Overall objective of the present grant proposal aims at analyzing islet/beta cell regeneration and proliferation in order to gain insights into possible mechanisms and molecular pathways involved in the regulation of the beta cell mass and function and to optimize strategies to obtain insulin-producing glucose-responsive cells. In the light that Hedgehog signalling pathway plays an important role both in endocrine pancreas development and in the regulation of insulin secretion in beta cell lines, we’ll mainly focus our attention to this pathway.
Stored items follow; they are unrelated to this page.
PR #550, opened 2018-04-04
Added an option to split on all args even if not comma terminated.

CardenB:
I noticed that there was an option to split args to individual lines, but only when comma terminated. I wanted an option to do this on all args, so I implemented something that seemed to work.

What else is needed to get this change accepted? I reviewed the contributing guidelines and seem to be in compliance with all of them, but there were not many.

### DIFF
--- a/yapf/yapflib/format_decision_state.py
+++ b/yapf/yapflib/format_decision_state.py
@@ -375,6 +375,13 @@ class FormatDecisionState(object):
         if previous.value in '(,':
           if opening.matching_bracket.previous_token.value == ',':
             return True
+    if style.Get('SPLIT_ARGUMENTS'):
+      # Split before arguments in a function call or definition if the
+      # arguments are terminated by a comma.
+      opening = _GetOpeningBracket(current)
+      if opening and opening.previous_token and opening.previous_token.is_name:
+        if previous.value in '(,' and opening.matching_bracket:
+          return True
 
     if ((current.is_name or current.value in {'*', '**'}) and
         previous.value == ','):
--- a/yapf/yapflib/style.py
+++ b/yapf/yapflib/style.py
@@ -175,6 +175,8 @@ _STYLE_HELP = dict(
     SPLIT_ARGUMENTS_WHEN_COMMA_TERMINATED=textwrap.dedent("""\
       Split before arguments if the argument list is terminated by a
       comma."""),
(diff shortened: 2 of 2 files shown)


CardenB:
This should fix #issue461

CardenB:
Will be adding unit tests to increase code coverage

pelzhaus:
Any updates here? Looking forward to this one

lwm:
Yes @CardenB! Awesome, I really want to see this land soon.

I think something like this might work for the test:

```
  def testSplittingAllArgs(self):
      style.SetGlobalStyle(style.CreateStyleFromConfig('{split_arguments: true}'))
      unformatted_code = textwrap.dedent("""\
          responseDict = {"timestamp": timestamp, "someValue":   value, "whatever": 120}
          """)
      expected_formatted_code = textwrap.dedent("""\
          responseDict = {
              "timestamp": timestamp,
              "someValue":   value,
              "whatever": 120
          }
          """)
      uwlines = yapf_test_helper.ParseAndUnwrap(unformatted_code)
      self.assertCodeEqual(expected_formatted_code, reformatter.Reformat(uwlines))
```

I was looking in `yapftests/reformatter_basic_test.py`.

CardenB:
@lwm thanks for the tests! I'm looking back into this now. It didn't work as expected before, and I got distracted.

CardenB:
@pelzhaus @lwm want to take another look? It passes tests but I'm paranoid that I'm breaking something, because the logic seems too simple.

CardenB:
Change seems good. Realized CI was failing because of code formatting issues lol. @gwelymernans what else can I do to improve this PR?

gwelymernans:
Apologies about they wait. Please add the new flag to the README file as well.

CardenB:
@gwelymernans How can I go about creating a new release so that people are able to take advantage of this without installing from source?

I saw some instructions in https://github.com/google/yapf/blob/master/HACKING.rst which are helpful. I think I can follow them, but I'm betting I'll run into some permissions issues, especially when pushing to pypi or something. Is this something that you or some other admin usually do? or should I do this myself?

lwm:
Huzzah, thanks @CardenB, @gwelymernans!

pelzhaus:
🍾 thanks all! @CardenB @gwelymernans @lwm

Issue #544, opened 2018-03-26
YAPF inserts weird long breaks in function call


alanhdu:
Using both `yapf 0.21` and the current master (`8d90c204e8abecc59d8e9a6037782293f26fa7f8`), `yapf` formats the following function call:

```python
f(
    long_function_name(16, g(lrotate) % 16),
    long_function_name(16, g(rrotate) % 16))
```

into the much uglier:

```python
f(
    long_function_name(16,
                       g(lrotate) % 16), long_function_name(
                           16,
                           g(rrotate) % 16))
```

If we use a longer function name then `g`, then `yapf` formats

```python
f(
    long_function_name(16, func(lrotate) % 16),
    long_function_name(16, func(rrotate) % 16))
```

into
```python
f(
    long_function_name(16,
                       func(lrotate) % 16),
    long_function_name(16,
                       func(rrotate) % 16))
```

I'm not sure why the line breaks are necessary (the `long_function_name` calls fit comfortably under the 80 character line limit).

mnsaab:
@alanhdu Are you able to recreate this issue with multiple other cases? If so, would you please be able to attach an image with one or two of those cases.

alanhdu:
@mnsaab Sorry, but I don't think I understand the request fully -- should I come up with other reproducible test cases (do the ones I provided not reproduce?) or should I literally just screenshot my text editor with the examples I provided?

jbrill:
We were able to reproduce the issue. Working on a solution now.

gwelymernans:
That is definitely ugly!! And your second example is unusual given each argument should be on its own line (as you mentioned).

@jbrill The way I would suggest attacking this issue would be to look into increasing the split penalty for each argument in a function. There is a lot of logic in `format_decision_state.py::MustSplit()` is used to enforce a lot of splitting decisions. However, some of the logic is getting "unwieldy". I would like to move away from `MustSplit()` and relying more on split penalties to drive the formatting.

gwelymernans:
IMO, having the arguments to `f()` on individual lines makes sense:

```python
f(
    long_function_name(16, func(lrotate) % 16),
    long_function_name(16, func(rrotate) % 16))
```

jbrill:
Was able to resolve the issue by scrapping some of the logic around line 400 regarding is_func_call. Specifically, changing:
`
if (not self._FitsOnLine(current, opening.matching_bracket) 
or ((opening.matching_bracket.next_token and 
[...]

PR #557, opened 2018-04-15
"YAPF inserts weird long breaks in function call" fix

jbrill:
This fix required simply a change in conditional logic regarding MustSplit() in format_decision_state.py

I've added two unit tests as well in reformatter_basic_test.py to encompass the two example tests provided by @alanhdu in issue #544


mnsaab:
@gwelymernans Hey Bill, Jason and I both have the CLAs signed for our respective emails connected to these github accounts. However, the Googlebot keeps saying that we failed. Any ideas why?

gwelymernans:
Weird. I checked with the database and it showed that you have signed it. It must just be an oversight.

gwelymernans:
Oh yeah, you will want to run YAPF on the YAPF codebase (that's why the travis-ci check is failing).

```shell
python -m yapf -r -i .
```

jbrill:
Thanks! Seems to still be failing when SCA=True environmental variables are set. I’ll definitely dig deeper into my own changes as well to encompass the original logic.

-Jason

keis:
I'm running into the same issue trying out yapf, are you still working on this @jbrill?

inizio e conclusione: 2007
Studies will be performed in 3 different settings:
1. Purified pancreatic islets from multiorgan donors (both normal and type 2 diabetic donors);
2. Frozen and/or formalin-fixed/paraffin embedded pancreatic samples from islet autoantibody-positive donors as well as from control and type 2 diabetic donors;
3. INS-1 cell line.
A better understanding of the mechanisms involved in the beta-cell re generation and proliferation would favor the development of strategies aimed to prevent diabetes and/or relenting its progression. In the light that loss of beta cells has been to occur both in type 1 and type 2 diabetes, the identification and characterization of pathways regulating beta cell mass may provide important therapeutic insights in both these forms of diabetes. In the present grant proposal we will obtain potentially important information both from normal and diseased pancreatic tissue, and we plan to dissect at molecular level the role of Hedgehog signalling in the regulation of beta cell mass.